11.10 Effects of Missed or Off-Schedule Doses of Antibiotics on Patient Outcomes

C. Patel1, M. Swartz1, J. Tomasek1, L. Vincent1, W. Hallum2, J. Holcomb1  1University Of Texas Health Science Center At Houston,Houston, TX, USA 2Memorial Hermann Hospital,Houston, TX, USA

Introduction: When delivered according to the appropriate schedule, antibiotics (Abs) improve outcomes. Missing doses of Abs is a well described but an inadequately recognized issue. We hypothesized that missing doses of Abs decreases quality of care.
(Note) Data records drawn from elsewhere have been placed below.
PR #8718, opened 2021-01-03
Handle external I/O exceptions that user can fix

RussKie:
Relates to #8358

## Proposed changes

- Move user-facing exceptions to UI layer because these exceptions include localisable strings, that are only available at the UI layer.
- Handle non-app related I/O exceptions that a user can resolve

### Before

image

### After

image

NOTE: the current implementation of Task Dialog can't size itself to content, the .NET 5.0 version provided by Windows Forms SDK can.

## Test methodology 

Manually by:
- creating an index.lock file,
- locking the file (e.g. open in MS Excel)
- invoke the functionality through _Repository > Git Maintenance > Delete index.lock_
----

### DIFF
--- a/GitUI/NBugReports/BugReporter.cs
+++ b/GitUI/NBugReports/BugReporter.cs
@@ -18,24 +18,24 @@ namespace GitExtensions
         private static IntPtr OwnerFormHandle
             => OwnerForm?.Handle ?? IntPtr.Zero;
 
-        private static string FormatText(ExternalOperationException ex, bool canRaiseBug)
+        private static string FormatText(ExternalOperationException exception, bool canRaiseBug)
         {
             StringBuilder sb = new StringBuilder();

Methods: A retrospective study on all patients admitted to the Shock Trauma ICU from February to June 2015 was performed. Patients prescribed a course of Abs were evaluated, those given prophylactic or one dose were excluded.  A missed Ab dose was one planned but never given (a completely missed dose) or a dose that was not given within an hour before or after the planned time (an off-schedule missed dose). Abs given ± one hour is the standard ICU guideline. There were valid and non-valid reasons for completely missing a dose. Valid examples included a change in the order, doses held by an MD, high drug levels or dosing conflict. Non-valid examples included patient off unit and unknown. Patient outcomes included a positive culture, sepsis, ventilator, ICU and hospital days and mortality. Multiple statistical methods were used as appropriate, significance was set as p<0.05.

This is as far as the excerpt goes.